Analys
Dollar Weakness Helps Gold To All-Time Highs
Gold Passes Two Important Sign-Posts

The gold bull market passed two important sign-posts in July. The strength of the market is impressive as it blew through $1,800 and the all-time high of $1,921. These prices had been major technical resistance points set a decade ago.
The second significant signpost in July was the new U.S. dollar weakness. U.S. dollar weakness is a hallmark of most gold bull markets, but in this cycle gold had so far been rising in a flat dollar environment. The chart below shows the U.S. dollar index (DXY)1 has been in a bull market since 2011. However, the dollar declined through July, then fell precipitously at the end of the month, appearing to have broken its long-term trend. We may be seeing the beginnings of a bear market for the dollar. This enabled gold to test the $2,000 per ounce milestone as it reached an intraday high of $1,983 on July 31. Gold closed out July at $1,975.86 per ounce for a $194.90 (10.9%) monthly gain.
U.S. Dollar Index Breaking Its Near 10-Year Support Trend (2011 to 2020)?

Gold Miners Remain Well Positioned (Especially Junior Developers)
Gold stocks moved higher as the vast majority of companies reporting second quarter results met or exceeded expectations. COVID-related costs were also reported, showing the industry has done an excellent job of dealing with operational issues in our view. For example, 1.7 million ounce producer Agnico-Eagle (approximately net assets of 4.7% as of end-July) was among those hardest hit by pandemic lock downs. Its costs for temporary mine suspensions totaled $22 million, whereas the cash provided from operations totaled $162 million. Going forward, per the company’s second quarter 2020 financial results, Agnico-Eagle expects COVID protocols to cost $6 per ounce, which raises their cash costs by less than 1%. For the month, the NYSE Gold Miners Index (GDMNTR)2 gained 14.4%, while the MVIS Global Junior Gold Miners Index (MVGDXJTR)3 advanced 19.8%.

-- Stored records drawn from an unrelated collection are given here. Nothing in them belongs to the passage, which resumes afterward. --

PR #554, opened 2018-01-17
issue: 1234612 Fix SYN_RCVD via SYN received

serglelv:


serglelv:
@liranoz12 Hi Liran, please review.

serglelv:
bot:retest

src/vma/lwip/tcp.c
```diff
@@ -82,6 +82,13 @@ void register_tcp_seg_free(tcp_seg_free_fn fn)
 }
 #endif
 
+tcp_set_error_staus_fn external_tcp_set_error_status;
+
+void register_tcp_set_error_status(tcp_set_error_staus_fn fn)
+{
+	external_tcp_set_error_status = fn;
+}
+
```
liranoz12: Consider moving m_error_status into the pcb struct.
This way you will not need to add this callback.

src/vma/lwip/tcp_out.c
```diff
@@ -1121,6 +1121,11 @@ tcp_output(struct tcp_pcb *pcb)
        #if TCP_OVERSIZE_DBGCHECK
          seg->oversize_left = 0;
        #endif /* TCP_OVERSIZE_DBGCHECK */
+       if ((pcb->in_flag_hndlg & TCP_SYN) && (get_tcp_state(pcb) & SYN_RCVD)) {
+         pcb->in_flag_hndlg = 0;
+         pcb->rcv_nxt = 1;
+         seg->tcphdr->seqno = htonl(htonl(seg->tcphdr->seqno)-1);
+       }
```
liranoz12: This will probably affect the fast path, can we avoid this addition ?

src/vma/sock/sockinfo_tcp.cpp
```diff
@@ -3719,6 +3720,31 @@ int sockinfo_tcp::getsockopt_offload(int __level, int __optname, void *__optval,
...
+				ti->tcpi_rcv_mss = m_pcb.mss;
+				ti->tcpi_advmss = m_pcb.advtsd_mss;
+				ti->tcpi_snd_cwnd = m_pcb.cwnd;
+				ti->tcpi_snd_ssthresh = m_pcb.ssthresh;
+				ti->tcpi_unacked = m_pcb.unacked->seqno;
+				ret = 0;
+			} else {
+				errno = EINVAL;
+			}
+			break;
```
liranoz12: Is this related to the fix? if not we need to split it into two commits.

src/vma/lwip/tcp_in.c
```diff
@@ -599,6 +599,16 @@ tcp_process(struct tcp_pcb *pcb, tcp_in_data* in_data)
...
+    /* received SYN? SYN_RCVD via SYN */
+    else if (in_data->flags & TCP_SYN) {
+      err = tcp_enqueue_flags(pcb, TCP_SYN);
+      if (err == ERR_OK) {
+        /* Changed the pcbs state now */
+        set_tcp_state(pcb, SYN_RCVD);
+        pcb->in_flag_hndlg |= TCP_SYN;
+        TCP_SET_ERROR_STATUS(pcb, 0);
+      }
+    }
```
liranoz12: 1. Is this addition supposed to handle this case ?
https://tools.ietf.org/html/rfc793#section-3.4 
The "three-way handshake" is the procedure used to establish a
  connection.  This procedure normally is initiated by one TCP and
  responded to by another TCP.  The procedure also works if two TCP
  simultaneously initiate the procedure.  When simultaneous attempt
  occurs, each TCP receives a "SYN" segment which carries no
  acknowledgment after it has sent a "SYN". 

2. tcp_enqueue_flags is used to enqueue TCP options for transmission but i dont see any tcp_out() call here ?
Where we send the data ?

3. set_tcp_state(pcb, SYN_RCVD) is called only from tcp_listen_input() while with this change it can also be called from tcp_process during connect() - is this valid ?

src/vma/sock/sockinfo_tcp.cpp
serglelv: This code related to the fix but only used in PD.  I agree this code should be removed.

src/vma/lwip/tcp_out.c
serglelv: This functionality probably can be moved to the slowtmr/fasttmr? I will review it.

src/vma/lwip/tcp_in.c
serglelv: 1. It seems yes. 2. The fast path is used. Review -wip. 3. tcp connect during connect  review - wip.

src/vma/lwip/tcp.c
serglelv: I agree. The code will be updated.

PR #556, opened 2018-01-18
issue: 1272179 Arrange Ring statistics

liranoz12:
Statistics regarding ring interrupts, moderations and retransmissions
    will be published only when the value is not zero.

    Signed-off-by: Liran Oz <lirano@mellanox.com


liranoz12:
bot:retest

PR #559, opened 2018-01-18
issue: 1262198 Fix epoll_wait returns fd event twice in single call

liranoz12:


FerasHamad:
PR 559 Fixes the issue
Approved

PR #564, opened 2018-01-25
issue: 1262560 Fix zero-window ack probe

serglelv:
TCP keepalive should be sent if zero-window ack probe was received


serglelv:
@liranoz12 Hi Liran, please review.

liranoz12:
duplicated by PR 590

Junior developers are a class of company that you won’t find much of in passive index funds. These are companies with properties that are in various stages of development, but not yet producing gold. Our active gold equity strategy invests across the spectrum of companies and currently carries 22 junior developers that total approximately 26% of the strategy’s net assets as of end-July. These companies had been underperforming since the gold price broke out in June 2019. This is a sharp contrast from past bull markets, when the juniors began outperforming the larger companies much earlier. Through the second quarter and into July, the junior developers have finally kicked into gear. Seven of our juniors have now gained over 100% year to date. We don’t expect to give back these gains because the stocks had been extremely undervalued and many of our companies have announced encouraging drill results and new discoveries that create lasting value. In addition, investors have returned to the junior sector, enabling companies to raise $1.5 billion this year, and the second quarter was their strongest for equity raises since 2012, according to RBC Capital Markets.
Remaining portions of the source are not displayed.